As supply tightens and with demand still high, nuclear costs can’t help but rise. It’s nothing the industry hasn’t wrestled with before, but geopolitics cast a long shadow over the uranium supply chain:

  • “Russian and Chinese players have been very keen to secure access to resources in central Asia and Africa, creating a very aggressive competitive environment,” Benjamin Godwin, partner at Prism Strategic Intelligence, told the FT.
  • Cory Kos, vice president of investor relations at Canadian uranium producer Cameco, agreed that the company was seeing “more flows of material into China,” adding: “As an industry, we’re living off borrowed time […]  inventory that’s running out has kept the supply chain going.”

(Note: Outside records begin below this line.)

PR #193, opened 2019-02-15
Fix case information

TobyRet:
- CRC form field now submitting correctly
- Increased test coverage - assert a prisoner with case information appears in the 'awaiting allocation' tab

### DIFF
--- a/app/views/case_information/new.html.erb
+++ b/app/views/case_information/new.html.erb
@@ -19,8 +19,8 @@
           <%= label_tag "case_information[case_allocation]", "National Probation Service (NPS)", class: "govuk-label govuk-radios__label" %>
         </div>
         <div class="govuk-radios__item">
-          <%= radio_button_tag("case_information[allocation]", "CRC", false, class: "govuk-radios__input") %>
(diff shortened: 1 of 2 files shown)


app/views/case_information/new.html.erb
```diff
@@ -19,8 +19,8 @@
           <%= label_tag "case_information[case_allocation]", "National Probation Service (NPS)", class: "govuk-label govuk-radios__label" %>
         </div>
         <div class="govuk-radios__item">
-          <%= radio_button_tag("case_information[allocation]", "CRC", false, class: "govuk-radios__input") %>
-          <%= label_tag "case_information[allocation]", "Community Rehabilitation Company (CRC)", class: "govuk-label govuk-radios__label" %>
+          <%= radio_button_tag("case_information[case_allocation]", "CRC", false, class: "govuk-radios__input") %>
```
rossjones: I'm unsure how this fixes the problem with Tier C & D ...

TobyRet: The controller is expecting a `case_allocation` field not `allocation`

PR #2919, opened 2026-08-19
MO-2048 Improve async handling of tier events

zheileman:
Ticket: https://dsdmoj.atlassian.net/browse/MO-2048

We’ve had a few instances of an influx of thousands (60k+) `tier.calculation.changed` events, usually in non-prod envs but yesterday also in production.

The events processor was not enqueuing these as jobs, and instead run these inline, which takes a trip to the DB and API and blocks the thread. It took a long time to all clear the events.

This PR makes it so we enqueue these events processing as we do with the rest of events, so it is consistent, and handles transient API errors retries.

Also improved validation of tier ahead of attempting to save it.


andrewrlee (approved):
LGTM

PR #2920, opened 2026-08-19
MO-2047 Check POM exists in caseload pages

zheileman:
Ticket: https://dsdmoj.atlassian.net/browse/MO-2047

Additional validation check to ensure we are not trying to load non-existent POMs or not properly onboarded (no role).

Copy on the error page might change but wanted to get the protection up asap.


andrewrlee (approved):
LGTM

PR #2921, opened 2026-08-20
MO-2046 Reconcile task for released/non-omic cases

zheileman:
Ticket: https://dsdmoj.atlassian.net/browse/MO-2046

A manual, ad-hoc cleanup task to remove stale local data for offenders who have left the prison service but whose records weren't cleaned up automatically (for example, because a domain event was missed, or we didn't have event handling back then).

It uses OmicEligibility. Anyone absent from this table is considered a potential cleanup candidate but then we narrow down by checking with prisoner-search the orphaned IDs.

Based on the API response, we do the following:

* Not found: treat as released and call release mechanism and prune
* prisonId is OUT and not a restricted patient: same as above
* prisonId is OUT and is a restricted patient: do nothing
* Found on ROTL: do nothing
* Found with an allowed legal status: do nothing
* Found with a disallowed legal status: queue status change job (can deallocate but will not prune)


andrewrlee (dismissed):
LGTM

andrewrlee (approved):
LGTM

PR #2924, opened 2026-08-21
Configure sensible http timeout defaults

zheileman:
We didn't have any way to set the timeout defaults for http API calls.

Introduce some configuration and sensible defaults. Added additional logging. Timeouts are transient errors and will be retry (as part of our existing retry mechanism).


SebNegahbanMoJ (approved):
Looks reasonable even if I don't fully understand the context!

Oh, Canada: Kazakhstan wasn’t always the world’s biggest uranium producer. Until 2008, Canada held the world’s uranium crown, and according to another FT report, it’s trying to reclaim it. It’s now the world’s second-largest producer, and Canadian mining companies are racing to set up new mines to capture the nuclear zeitgeist. As Canadian energy and natural resources minister Jonathan Wilkinson told the FT, “Not only does Canada mine enough uranium to fuel our domestic reactors, but we are also the only country in the G7 that can supply uranium to fuel our allies’ reactors.” Wilkinson is probably hoping uranium doesn’t end up on any new lists of tariffs Trump is drawing up.